There are recent examples of police taking these criticisms to heart and taking steps to demilitarize. In 2018, the police chief of Superior, Wisconsin, returned the agency’s mine-resistant vehicle, saying, “I heard from citizens that they didn’t view it as an appropriate piece of equipment for the Police Department — that they thought we were overdoing things when we had that type of vehicle out.” As calls to rethink and defund policing swept the country last year, Santa Fe, New Mexico, returned an MRAP and an army Humvee “in order to maintain the trust and confidence the community has for the Santa Fe Police Department.”
The police department in Sand Springs, Oklahoma — which requested an armored vehicle because “suspects can become violent” in 2018 — turned down the opportunity to receive an MRAP, Chief John Mars told HuffPost, and is wary of accepting a Humvee.
“The downside to these vehicles is the public perception,” Mars wrote in an email.
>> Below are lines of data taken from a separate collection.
PR #906, opened 2025-03-31
Fix issue 881

### LINKED ISSUE #881: hyperGobra doesn't encode packaging magic wands correctly
I am working on verifying SIF for the VerifiedSCION router (using hyperGobra) with @jcp19.

The following code verifies successfully using "normal" Gobra (or hyperGobra with `--hyperMode=off`).

```go
ghost
requires Pred(x)
ensures Pred(1)
decreases
func Step(x int)

pred Pred(x int)

func test() {
	package Pred(0) --* Pred(1) {
		Step(0)
	}
}
```

However, when using hyperGobra with `--hyperMode=on`, we get an error (`java.util.NoSuchElementException: key not found: x_V01`). The problem seems to be that the operations in the `package` block are not correctly translated during the product-program construction, as the Viper encoding calls the encoding of `Step` with just one argument (using `--checkConsistency` suggests the same):

```
method test_3d39276c_F() {
    ...
    // package acc(Pred_3d39276c_F(0)) --* acc(Pred_3d39276c_F(1))
    package acc(Pred_3d39276c_F0(0), write) --*
    acc(Pred_3d39276c_F0(1), write) {
      // Step_3d39276c_F(0)
      Step_3d39276c_F(0)
    }
    package acc(Pred_3d39276c_F1(0), write) --*
    acc(Pred_3d39276c_F1(1), write) {
      // Step_3d39276c_F(0)
      Step_3d39276c_F(0)
    }
}
```

jcp19:
Fixes #881

### DIFF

His department has put a lot of time and effort into building a better relationship with the community that he doesn’t want to squander, he said. “If we can buy another vehicle that has the same level of ballistic protection and it doesn’t look as scary to people we feel that is a better solution.”
In the requests obtained by HuffPost, a handful of departments showed the Pentagon that they were, in fact, thinking about how to limit the use of armored vehicles to moments of genuine and extreme need. The Wicomico County sheriff in Maryland said if his department received a vehicle, it was never to be used “for the purposes of intimidation.” The Cumberland County, North Carolina, sheriff submitted a five-page set of restrictions and guidelines on when it would use the MRAP it had requested: only in response to an armed suspect, only when an emergency was already underway, and only after attempting to respond without using the MRAP, unless the violence is too “substantial or protracted.”
“Under no circumstances will this vehicle be utilized as part of a response to public assemblies, protests, demonstrations, exercises of the First Amendment right to free speech, or for the control of civil disorder,” unless there is substantial violence, the guidelines said.
Corsicana, Texas, which asked for an armored vehicle to police its poorer citizens, has only deployed its SWAT team twice in the past year, records show.
Of course, having standards does not guarantee that a police force will use the vehicle sparsely. A year after Cumberland County made that request and received an MRAP, it asked for an armored Humvee to serve drug search warrants “approximately five time[s] per month.”
“I see virtually no backing down,” Kraska said. “I don’t see many police departments saying, we have to start reconceptualizing how we’re doing policing.”
CORRECTION: A previous version of this story misspelled Sarah Turberville’s name.